Esenyurt’tan bir işçi
Yaşam koşulları her geçen gün daha da ağırlaştıkça yaşamak daha zor hale geliyor. Her gün her şeye zam üstüne zam yapıldıkça aldığımız ücretler ayın sonunu getirmemize yetmiyor. Aldıkları asgari ücretle yaşama tutunmaya çalışıyor milyonlarca işçi kardeşimiz. Yaşam alanlarımızın neresinden bakarsak bakalım her şey sorun ve biz işçiler için daha katlanılmaz hale geliyor.

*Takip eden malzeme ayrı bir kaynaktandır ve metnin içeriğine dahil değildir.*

PR #90, opened 2023-01-17
fallback for crs with no geotrait

joshday:
For `x` such that `geomtrait(x) === nothing`, `crs(x)` results in an error.  This PR provides a fallback that returns `nothing` instead.

### DIFF
--- a/src/fallbacks.jl
+++ b/src/fallbacks.jl
@@ -94,7 +94,7 @@ issimple(t::AbstractMultiPointTrait, geom) = allunique((getgeom(t, geom)))
 issimple(t::AbstractMultiCurveTrait, geom) = all(issimple.(getgeom(t, geom)))
 isclosed(t::AbstractMultiCurveTrait, geom) = all(isclosed.(getgeom(t, geom)))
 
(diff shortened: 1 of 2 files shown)


rafaqz:
Check `GeoInterface isgeometry` before anything is the alternative to this I guess.

I'm just wondering if this will trigger a bunch of other methods needing to handle `nothing`.

joshday:
> I'm just wondering if this will trigger a bunch of other methods needing to handle nothing.

I did not think this through...I really don't want to kick off a bunch of new fallback methods.  I'm gonna close this.  People can check `geomtrait(x) !== nothing`.

rafaqz:
`isgeometry` should be the preffered check as it always compiles away.

joshday:
Well wouldn't you also need to check `isfeature` and `isfeaturecollection`?

rafaqz:
not if you want the answer to `geomtrait(x) !== nothing`

joshday:
Ah, I was thinking `geomtrait` was used to get e.g. `FeatureCollectionTrait`, but it's just `trait`

PR #93, opened 2023-02-06
add LinearRing recipes and test plotting, also test LineString

rafaqz:
Found linear ring had no recipe while working on https://github.com/JuliaGeo/Shapefile.jl/pull/85

I'm not sure how this worked before for `LinearRing`, it already had tests but were failing on 1.9 for me.

I also tested `LineString` while fixing this.


visr (approved):
Nice, thanks!

PR #95, opened 2023-03-12
Use map instead of collect with a broadcast.

evetion:
Over at https://github.com/JuliaGeo/LibGEOS.jl/issues/160, this makes `@code_warntype` green for `coordinates(polygon)` and changes the type for coordinates on a MultiPolygon from Any to a Vector.


rafaqz (approved):
Probably faster compilation too.

PR #1125, opened 2020-05-02
fix problem when loading npc_spawn_list.lua

YohanAugusto:
**Problem**

There was a problem when loading all NPC on startup.

Take a look at the function createNpc() from data/globalevents/scripts/spawn/npcs_spawn.lua:

`local function createNpc()
	for i = 1, #mapNpcs do
		local npc = mapNpcs[i]
		if npc and npc.name and npc.pos then
			local spawn = Game.createNpc(npc.name, npc.pos)
			if spawn then
				spawn:setMasterPos(npc.pos)
			end
		end
	end
	return true
end`

It starts loading NPC from index 1, but our list starts from index 2.

**Fix:**

Move the last NPC on the list to index 1.


YohanAugusto:
@dudantas will make another PR with more fixes

dudantas:
Thanks, fixed on https://github.com/opentibiabr/otservbr-global/pull/1126

PR #1130, opened 2020-05-02
Fix: bifgoot burden (warzone variable location)

dudantas:
Moved to quest folder on libs and fixed variables names


ikaro1997 (approved):
Ok!

Issue #1133, opened 2020-05-03
Missing parameter on DLOG_F


syd-sev:
Hi, I was having a crash during the startup running on Ubuntu 18.04 on Amazon, found out it was a missing parameter on the following line:

actions.cpp:662	`DLOG_F(INFO, "Event[%s] configured with success!");`

Funny thing, that line was not causing the server to crash when running it locally (VMware) on a Ubuntu 18.04.4 sever, in fact it was printing:

`"Event[null] configured with success!". However, `

My guess is Amazon is shipping a custom libc, or compilers... 

Thanks,

PR #1138, opened 2020-05-04
Adjust actions logs

Costallat:
- Moved logs to debug

- Fixed some logs with wrong number of 'prints'


Costallat:
#1133

PR #1158, opened 2020-05-07
Print duplicate storages

andersonfaaria:
This change has very low impact on startup and allow people to identify duplicate storages as long as all storages used in the game are inside this table.

### DIFF
--- a/data/lib/core/storages.lua
+++ b/data/lib/core/storages.lua
@@ -2187,7 +2187,7 @@ GlobalStorage = {
 
 }
 
--- Função de extração de values
+-- Values extraction function
 local function extractValues(tab)
   local ret = {}
   for _, v in pairs(tab) do
@@ -2204,16 +2204,16 @@ local function extractValues(tab)
 end
 
 local benchmark = os.clock()
-local extraction = extractValues(Storage) -- Chama a função
-table.sort(extraction) -- Ordena a tabela
--- A escolha da ordenação se deve ao fato de que ordenação é bem barato O(log2(n)) e aí podemos simplesmente comparar um a um os elementos achando duplicatas em O(n)
+local extraction = extractValues(Storage) -- Call function
+table.sort(extraction) -- Sort the table
+-- The choice of sorting is due to the fact that sorting is very cheap O (log2 (n)) and then we can simply compare one by one the elements finding duplicates in O(n)
 
--- Percorre a tabela extraída verificando se há duplicatas
+-- Scroll through the extracted table for duplicates
 if #extraction > 1 then
   for i = 1, #extraction - 1 do
     if extraction[i] == extraction[i+1] then
       print("Duplicate storage value found: ".. extraction[i])
     end 
   end
-  print(string.format("Processado em %.4f(s)", os.clock() - benchmark))
+  print(string.format("Processed in %.4f(s)", os.clock() - benchmark))
 end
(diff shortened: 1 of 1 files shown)


data/lib/core/storages.lua
```diff
@@ -2186,3 +2186,34 @@ GlobalStorage = {
...
+-- Função de extração de values
+local function extractValues(tab)
+  local ret = {}
+  for _, v in pairs(tab) do
+    if type(v) == "number" then
+      table.insert(ret, v)
+    else
+      local extraction = extractValues(v)
+      for _, k in pairs(extraction) do
+        table.insert(ret, k)
```
jlcvp: I think it's better to use the table indexed by the value of the storage, that would require only 1 iteration on the array thus, O(n)

data/lib/core/storages.lua
```diff
@@ -2186,3 +2186,34 @@ GlobalStorage = {
...
+-- A escolha da ordenação se deve ao fato de que ordenação é bem barato O(log2(n)) e aí podemos simplesmente comparar um a um os elementos achando duplicatas em O(n)
+
+-- Percorre a tabela extraída verificando se há duplicatas
+if #extraction > 1 then
+  for i = 1, #extraction - 1 do
+    if extraction[i] == extraction[i+1] then
+      print("Duplicate storage value found: ".. extraction[i])
+    end 
+  end
+  print(string.format("Processado em %.4f(s)", os.clock() - benchmark))
```
jlcvp: I would recommend to use all the strings and comments in english

data/lib/core/storages.lua
jlcvp: I also think that as this only runs once, there's no need for so much algorithmic analysis and this approach should fit well for most of the systems

andersonfaaria: I'm not sure if I've understood what you said, if you change the table Storage to be indexed by storage you won't have the possibility to referentiate the value in the scripts anymore.

As for the algorithmic analysis, is only to show that this code is ultra fast and can be left running every start up without any delays. it's actually O(nlog2(n) + 2n)

data/lib/core/storages.lua
```diff
@@ -2186,3 +2186,34 @@ GlobalStorage = {
 	XpDisplayMode = 5634
 
 }
+
+-- Values extraction function
+local function extractValues(tab)
```
lgrossi: As discussed, the loop can be improved
```
local function extractValues(tab, ret)
  if type(tab) == "number" then
    table.insert(ret, tab)
  else
    for _, v in pairs(tab) do
      extractValues(v, ret)
    end
  end
end

...

local extraction = {}
extractValues(Storage, extraction) 
```

edit: testing 100 times, there seems to be a 35% time improvement

```
local benchmark = os.clock()
for i = 0, 100 do
	local extraction = {}
	extractValues(Storage, extraction)
end 
print(string.format("Processed in %.4f(s) (lucas)", os.clock() - benchmark))

local benchmark = os.clock()
for i = 0, 100 do
	local extraction = extractValues2(Storage)
end 
print(string.format("Processed in %.4f(s) (anderson)", os.clock() - benchmark))

...

Processed in 0.046968(s) (lucas)
Processed in 0.072279(s) (anderson)
```

lgrossi (changes requested):
Small suggestion on recursion improvement.
Looks good in general, quite useful.

dudantas (approved):
LGTM

lgrossi (approved):
Lgtm

dudantas:
Merged, thanks!

PR #1191, opened 2020-05-09
Allow attack feature from config.lua

lBaah:
This will allow everyone who wants to allow/disallow the attack delay swing through the config.lua without removing any feature.
This is an alternative to https://github.com/opentibiabr/otservbr-global/pull/1175


gabz182:
@lBaah 
actionTimerInterruptAttack = **true** -- should actions interval interrupt attack?

Se deixar "true" os paladinos não conseguem atacar mesmo estando parado sem fazer nada, isso está correto?

PR #1195, opened 2020-05-10
Feat: OTC and 12.x only compatibility

FakeShinoda:
- Now ahead we will only support Client 12.00x and otclient from: https://github.com/opentibiabr/otclient

WARNING: 

Test it before apply.
Truncate your table "prey_slots" in your Database.

Please report here if your client 12.00 crash.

İşe gidebilmek için servis kullananlarımız varsa da, birçok işçi kardeşimiz toplu taşıma araçlarını kullanmak zorunda kalıyor. Daha işyerine varmadan güne sorunla başlıyorlar. Ulaşım için toplu taşıma araçlarını kullanmak artık öyle bir hale geldi ki binmek ayrı bir dert, içeride yaşanan tartışmalar, şoförün ya da muavinin insanlara bakış açısı, içerinin balık istifi çilesi vs. ayrı bir dert. Neresinden bakarsan dert yığını. Çoğu zaman içerisi havasızlıktan dolayı öyle bir hal alıyor ki boğulacak gibi oluyor insanlar. Oysa belediyenin garajları otobüsle dolu. Özellikle halk otobüslerinin olduğu güzergâhlarda sürekli tartışmalar yaşanır. Ön kapıdan binmek neredeyse imkânsızdır. Haliyle ön kapıdan muavin seslenir; “akbilleri gönderin, para vermeyen arkadaşlar paraları göndersin” vs. İnsanlar da bazen “ya akbilim geri gelmezse ya da para üzeri geri gelmezse” kaygısıyla hareket edebilmektedir. Haksız da sayılmazlar, bazen geri gelmiyor.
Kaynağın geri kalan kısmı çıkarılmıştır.